Records for processing START

PR #252, opened 2019-02-15
Compute consensus of multiple payloads at the same time

madadam:
This PR modified Parsec to compute multiple stable blocks at the same time, if there are multiple interesting payloads in a single meta-election. This results is 30 - 40% speed boost (depending on benchmark).


jeanphilippeD:
For reference: Ran on the new test (not published, so just a FYI) with 1024 events with about 8 opaque events for each gossip event.

What is good is that the consensus history now match, and it definitely improve the performance more with higher section size (better scalability).

```
            ScheduleOptions {
                genesis_size: *genesis_size,
                opaque_to_add,
                // Once every 50 steps in one peer in the network
                prob_gossip: 0.02 / *genesis_size as f64,
                // 4 opaque event for each gossip event over the network
                prob_opaque: 0.02 * 8.0,
                // Events will be seen within 2 gossip events
                max_observation_delay: 100,
                ..Default::default()
            }

jp@jp-maidsafe:~/Git/maidsafe/hgproj/parsec$ time RUSTFLAGS=-g cargo bench --features=testing -- --baseline=master-69dbaf 1024
bench_section_size_evt1024_interleave::a_node4_opaque_evt1024                                                                          
                        time:   [263.67 ms 270.95 ms 276.08 ms]
                        change: [-23.064% -21.954% -20.517%] (p = 0.00 < 0.05)
                        Performance has improved.

bench_section_size_evt1024_interleave::a_node8_opaque_evt1024                                                                        
                        time:   [929.99 ms 934.75 ms 937.33 ms]
                        change: [-46.566% -46.318% -46.047%] (p = 0.02 < 0.05)
                        Performance has improved.

bench_section_size_evt1024_interleave::a_node16_opaque_evt1024                                                                        
                        time:   [2.7814 s 2.8019 s 2.8330 s]
                        change: [-56.230% -55.881% -55.411%] (p = 0.02 < 0.05)
                        Performance has improved.

bench_section_size_evt1024_interleave::a_node32_opaque_evt1024                                                                        
                        time:   [10.833 s 10.847 s 10.849 s]
                        change: [-70.947% -70.579% -70.100%] (p = 0.02 < 0.05)
                        Performance has improved.
```

src/meta_voting/meta_election.rs
```diff
@@ -220,15 +232,16 @@ impl MetaElection {
...
     ) {
         let remove = self
             .unconsensused_events
             .iter()
             .filter(|event_index| {
                 graph
                     .get(**event_index)
-                    .map(|event| event.payload_key() == Some(decided_key))
+                    .and_then(|event| event.inner().payload_key())
+                    .map(|payload_key| decided_keys.contains(payload_key))
```
jeanphilippeD: Can use `any` here.

I'm a bit wary of the complexity here (going through all the unconsensused events and for each doing a search on all the decided keys (Which could be many), maybe worth passing HashSet to this function and the other?
(Could be premature but it seems a clearer way of expressing that we are using decided_keys for lookup).

src/observation.rs
```diff
@@ -271,6 +271,23 @@ impl ObservationKey {
             ObservationKey::Supermajority(..) => ConsensusMode::Supermajority,
         }
     }
+
+    /// Compare `ObservationKey`s to achieve ordering that is consistent among different nodes.
+    pub fn consistent_cmp<S: SecretId>(&self, other: &Self, peer_list: &PeerList<S>) -> Ordering {
+        if let (
```
jeanphilippeD: Does this assume that either they are both single, or hashes are different?
Would this be simpler and provide a total order?
```
fn peer_index() -> Option<PeerIndex>;

pub fn consistent_cmp<S: SecretId>(&self, other: &Self, peer_list: &PeerList<S>) -> Ordering {
    self.hash().cmp(other.hash()).then_with(|| {
        let lhs_peer_id = self.peer_index().map(|peer| peer.id());
        let rhs_peer_id = other.peer_index().map(|peer| peer.id());
        lhs_peer_id.cmp(&rhs_peer_id)
    }
}
```

src/parsec.rs
```diff
@@ -662,19 +669,17 @@ impl<T: NetworkEvent, S: SecretId> Parsec<T, S> {
             }
```
jeanphilippeD: We return early here, but some create_block calls may have succeeded. That does not seem great.
This would not be an issue if we created a single block with multiple payloads.
(This could also be addressed by changing it to `create_blocks` and not looping on payload_keys.)

src/block.rs
```diff
@@ -19,11 +19,12 @@ use std::collections::{BTreeMap, BTreeSet};
 pub struct Block<T: NetworkEvent, P: PublicId> {
     payload: Observation<T, P>,
     proofs: BTreeSet<Proof<P>>,
+    election: u64,
```
jeanphilippeD: So this is a bit strange for me.
It seems it would be more natural and efficient to have `payload` be `payloads` a vector of Observation.

input_graphs/bench_section_size_evt16/a_node16_opaque_evt16.dot
```diff
@@ -7161,20 +7161,20 @@ digraph GossipGraph {
 /// consensus_history:
```
jeanphilippeD: I would be clearer in the PR comment about the performance benefit. (Also maybe comment on the improvement for routing tests)

src/block.rs
madadam: Agree, but the discussion about your proposed alternative is ongoing. When resolved, I'll implement the change.

src/meta_voting/meta_election.rs
madadam: > Can use `any` here.

`any` isn't defined on `Option`. Or I'm missing what you mean.

Re: complexity: failr point, but `decided_keys` would typically be small and the overhead of `HashSet` might be greater than the gain from the `O(1)` lookup. I'd have to be convinced by a profiler before changing it. Valid point about the intent though.

src/observation.rs
madadam: :+1: Yeah, seems clearer.

src/parsec.rs
madadam: Agree. Will address this when the discussion about multiple payloads per block is resolved. That said, the error from `create_block` is pretty much impossible, because it can only happen when the votes passed to it have different payloads, which cannot happen. Would be great to have a way to express that statically, but I'm not sure how and whether it's even worth spending time on.

src/dev_utils/network.rs
```diff
@@ -414,25 +414,32 @@ impl Network {
 
     /// Checks if the blocks are only signed by valid voters.
     fn check_blocks_signatories(&self) -> Result<(), ConsensusError> {
-        let blocks = unwrap!(self.active_peers().next()).blocks();
+        let block_groups = unwrap!(self.active_peers().next()).grouped_blocks();
```
jeanphilippeD: I had to do something for:
I think you'll need the same.

```
    fn check_consensus(
        &self,
        expected_peers: &BTreeMap<PeerId, PeerStatus>,
        min_expected_observations: usize,
        max_expected_observations: usize,
        // Check the number of consensused blocks.
        let got = unwrap!(self.active_peers().next())
            .blocks_payloads()
            .iter()
            .map(|observation| observation.payload_len())
            .sum();
```

madadam: Sure, but multiple payloads per observation is not implemented in this PR, so this is outside of its scope?

jeanphilippeD: I got that wrong, blocks are flattened, so this PR does not need to change this.

src/parsec.rs
```diff
@@ -1271,26 +1287,20 @@ impl<T: NetworkEvent, S: SecretId> Parsec<T, S> {
...
+            .fold(BTreeMap::new(), |mut map, payload_key| {
+                *map.entry(payload_key).or_insert(0) += 1;
+                map
+            });
 
-        // IMPORTANT: We must sort this in consistent order, so when the tie breaking rule kicks in,
-        // the outcome is the same for everyone.
-        payloads.sort_by(|a, b| a.hash().cmp(b.hash()));
+        let mut payloads: Vec<_> = payloads.into_iter().collect();
+        payloads.sort_by(|(lhs_key, lhs_count), (rhs_key, rhs_count)| {
```
jeanphilippeD: could use `sorted_by()` from iter_tools.

src/parsec.rs
jeanphilippeD: I did not see that this was still calling create_block instead of updating it to a create_blocks.
Did you intend to leave it this way.

input_graphs/bench_section_size_evt16/a_node16_opaque_evt16.dot
jeanphilippeD: Also, Are we dumping the same graph multiple times?

src/parsec.rs
jeanphilippeD: Also, Are we dumping the same graph multiple times?

madadam: Good catch. I'm going to rewrite this part to process the consensused payloads in bulk.

src/dev_utils/network.rs
```diff
@@ -414,25 +414,32 @@ impl Network {
...
-                }
-                ParsecObservation::Remove { ref peer_id, .. } => {
-                    self.check_block_signatories(block, &valid_voters)?;
-                    let _ = valid_voters.remove(peer_id);
+                    continue;
                 }
-                _ => {
-                    self.check_block_signatories(block, &valid_voters)?;
+
+                self.check_block_signatories(block, &valid_voters)?;
```
Fraser999: Couldn't this be problematic if we have multiple `Add`s and/or `Remove`s within a single block group?  We used to update the valid voters after each block and on the next iteration check the signatures.

src/parsec.rs
```diff
@@ -1250,17 +1262,19 @@ impl<T: NetworkEvent, S: SecretId> Parsec<T, S> {
...
         if decided_meta_votes.clone().count() < self.voter_count() {
-            return None;
+            return Vec::new();
         }
 
         self.compute_payload_for_consensus(decided_meta_votes)
     }
 
-    fn compute_payload_for_consensus<I>(&self, decided_meta_votes: I) -> Option<ObservationKey>
+    fn compute_payload_for_consensus<I>(&self, decided_meta_votes: I) -> Vec<ObservationKey>
```
Fraser999: I wouldn't block approval for this, but if there are other changes going in anyway, this might be better named as `compute_payloads_for_consensus`?

src/dev_utils/network.rs
madadam: One of the main reasons why block grouping was introduced is to deal with this. We now update `valid_voters` only after the whole group, not after each individual block.

src/parsec.rs
```diff
@@ -658,26 +659,19 @@ impl<T: NetworkEvent, S: SecretId> Parsec<T, S> {
...
 
+        let blocks = self.create_blocks(&payload_keys)?;
         if !blocks.is_empty() {
-            self.consensused_blocks.push_back(BlockGroup(blocks));
+            self.consensused_blocks.push_back(blocks);
         }
 
+        let peer_list_changes = payload_keys
+            .iter()
+            .filter_map(|payload_key| self.handle_consensus(payload_key))
```
jeanphilippeD: Is there a problem there with handle_consensus if there are multiple Add/Remove?

src/parsec.rs
```diff
@@ -658,26 +659,19 @@ impl<T: NetworkEvent, S: SecretId> Parsec<T, S> {
...
-                Ok(block) => blocks.push(block),
-                Err(Error::MissingVotes) => (),
-                Err(error) => return Err(error),
-            }
-
-            self.mark_observation_as_consensused(&payload_key);
-            peer_list_changes.extend(self.handle_consensus(payload_key));
-        }
+        self.output_consensus_info(&payload_keys);
+        self.mark_observations_as_consensused(&payload_keys);
```
jeanphilippeD: Why do we mark it before when we use to mark it after?

madadam: The order doesn't matter.

src/parsec.rs
madadam: I don't think so. But could you elaborate what your concern is?

src/parsec.rs
jeanphilippeD: Should this be handled as:
```
let peer_list_changes = payload_keys
            .iter()
            .filter_map(|payload_key| {
                 self.mark_observation_as_consensused(payload_key);
                 self.handle_consensus(payload_key)
             })
```

madadam: We can do that, but there is no functional difference.

src/parsec.rs
jeanphilippeD: I am wondering whether `handle_add_peer` would get confused if multiple peers are added at the same time on what should be the state of the new peer (especially if we are the new peer).

It may be nothing, but I'm unsure that there is no impact.

src/parsec.rs
jeanphilippeD: The order matter in case of error in create_block.
This could well be that we want to mark observation as consensused even if create_blocks error or filter them out, but it may warrant a comment.

src/parsec.rs
madadam: I think it should work as expected. Say we have `Add(A)` and `Add(B)` in a single consensus. Then A is added first (it's state updated to become voter), then B is added second while treating A already as voter. I don't see any issue with it, but maybe I'm missing something?

jeanphilippeD: ok.

src/parsec.rs
madadam: I see what you mean now. I guess I can move `mark_observations_as_consensused` after the blocks creation. That should be cleaner, no? I'll also adress @Fraser999 's nit while I'm at it.

jeanphilippeD: The remaining question, is what happen if some were filtered?
Before they would not be marked as consensused or call to 
handle_consensus.

I guess it may not happen since missing vote is not possible?
If that is the case, then should we not let the error up the stack instead of swallowing it, and no consensusing anything of these blocks?

madadam: If I remember correctly, the situation can happen when we are in `ConsensusMode::Single` and there is a opaque vote by someone who has subsequently been removed. So we would reach consensus on that vote, but there is no one to sign it anymore. We don't treat this situation as error, because it can legally happen. We still want to mark the vote as consensued, so the algorithm is not slowed down by having to constantly reprocess it.

jeanphilippeD: Ok that make sense to me. (maybe a 1/2 line comment in the filter part to say that would make things clearer).

I guess this comes from:
`.filter(|event| voters.contains(event.creator()))`

(Not super clear why we should filter these out though, were still valid voters at the time they voted for the event (maybe) So we may drop valid event on the floor.)

madadam: I guess because we currently can't tell whether someone is not a voter because they haven't been promoted to one yet or because they have already been removed. Something we might want to change at some point, but I'd say it has low priority. Losing votes of people who are already gone is something we can live with for now.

Records for processing END

Aim of the task —
Precisely the lines between those holding "I guess it may" and "If that is the", inclusive, are to be reproduced from the listing above, with nothing added.

Output for this exercise —
I guess it may not happen since missing vote is not possible?
If that is the case, then should we not let the error up the stack instead of swallowing it, and no consensusing anything of these blocks?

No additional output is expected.